Personal information
- Full name: Miguel Alejandro Ximénez Acosta
- Date of birth: 13 September 1977 (age 48)
- Place of birth: Maldonado, Uruguay
- Height: 1.72 m (5 ft 8 in)
- Position: Striker

Senior career*
- Years: Team / Apps / (Gls)
- 1997–2005: Deportivo Maldonado / 74 / (27)
- 2002: → Atenas de San Carlos (loan) / 9 / (3)
- 2003: → Plaza Colonia (loan) / 19 / (9)
- 2004: → CSD Comunicaciones (loan) / 22 / (13)
- 2005–2007: Danubio F.C. / 4 / (1)
- 2005–2006: → Montevideo Wanderers (loan) / 43 / (27)
- 2007: → Junior Barranquilla (loan) / 19 / (8)
- 2008–2011: Sporting Cristal / 95 / (47)
- 2009: → Club Libertad (loan) / 16 / (8)
- 2012–2013: Universitario de Deportes / 55 / (24)
- 2014: Deportivo Maldonado / 12 / (5)
- 2014–2015: Cienciano / 23 / (4)
- 2015-2016: Atenas de San Carlos / 10 / (2)

= Miguel Ximénez =

Uruguayan footballer (born 1977)

Miguel "El Chino" Ximénez Acosta (born 13 September 1977) is a Uruguayan former professional footballer who played as a striker.

== Career ==
Ximénez was born in Maldonado.
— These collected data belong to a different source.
PR #7707, opened 2019-06-09
Refactor `EntryFilter#glob_include?`

ashmaroli:
## Summary
- We really don't need `Pathutil` or `Pathname` to be used in `EntryFilter#glob_include?`.
- The array of patterns should ideally be just strings and regexps.
- Handle the most common use-case of *string* patterns and then handle regex patterns and non-string patterns.
- Use `Regexp#match?` from Ruby 2.4 with regex patterns

PR #9886, opened 2025-10-23
Remove `pathutil` dependency

mondeja:

## Summary

Remove the unmaintained and unused `pathutil` dependency.

## Context

The `pathutil` dependency was added in #4859, but the refactors #9015 and #7707 removed all references to it. #9015 forget to remove it as a dependency.

Added a benchmark to see the memory and time needed to load _lib/jekyll.rb_. These benchmarks are showing in my local environment that:

- Before the change, library cold boot memory used was 3074.051 KB
- After the change, is using 2996.818 KB

**Benchmark script:**

```ruby
require "benchmark"
require "objspace"

def measure_time(label)
  t = Benchmark.realtime { yield }
  puts "Time: #{t.round(4)}s"
end

def measure_memory(label)
  GC.start
  mem_before = ObjectSpace.memsize_of_all
  yield
  GC.start
  mem_after = ObjectSpace.memsize_of_all
  mem_used = mem_after - mem_before
  puts "Memory: #{mem_used / 1024.0} KB"
end

def measure(label)
  puts label
  measure_time(label) do
    measure_memory(label) do
      yield
    end
  end
end

measure("lib/jekyll.rb load") do
  load_relative = File.expand_path("../lib/jekyll.rb", __dir__)
  load load_relative
end
```


benchmark/jekyll-lib-cold-boot.rb
mattr-: I think benchmarks like this are good for proving that your change has the intended effect, but I don't see a reason to keep them in the repo. What do you think about removing this file from the repo, but including the benchmark script in the PR (either in the comment or by updating the description)?

mattr- (commented):
Thanks for the cleanup! I left a question.

parkr (approved):

parkr:
CI didn't run!

mattr-:
Closing and then reopening to attempt to get Actions to run on this PR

He was the top goalscorer in the Torneo Apertura 2008, with 20 goals in 20 games playing for Sporting Cristal, also breaking Sergio Ibarra's record of 17 goals in a Torneo Apertura.

On 26 October 2008, Ximénez scored a hat-trick against José Gálvez FBC and broke Juan Caballero's record of 29 goals in a single season with Sporting Cristal.

After a year with Club Libertad, Ximénez returned to Sporting Cristal for the 2010 season.

In 2012, he signed a new contract in the Peruvian First Division scoring 20 goals in 20 games playing for Club Universitario de Deportes. In the Peruvian 2013 Championship, he won his first National title with Universitario de Deportes.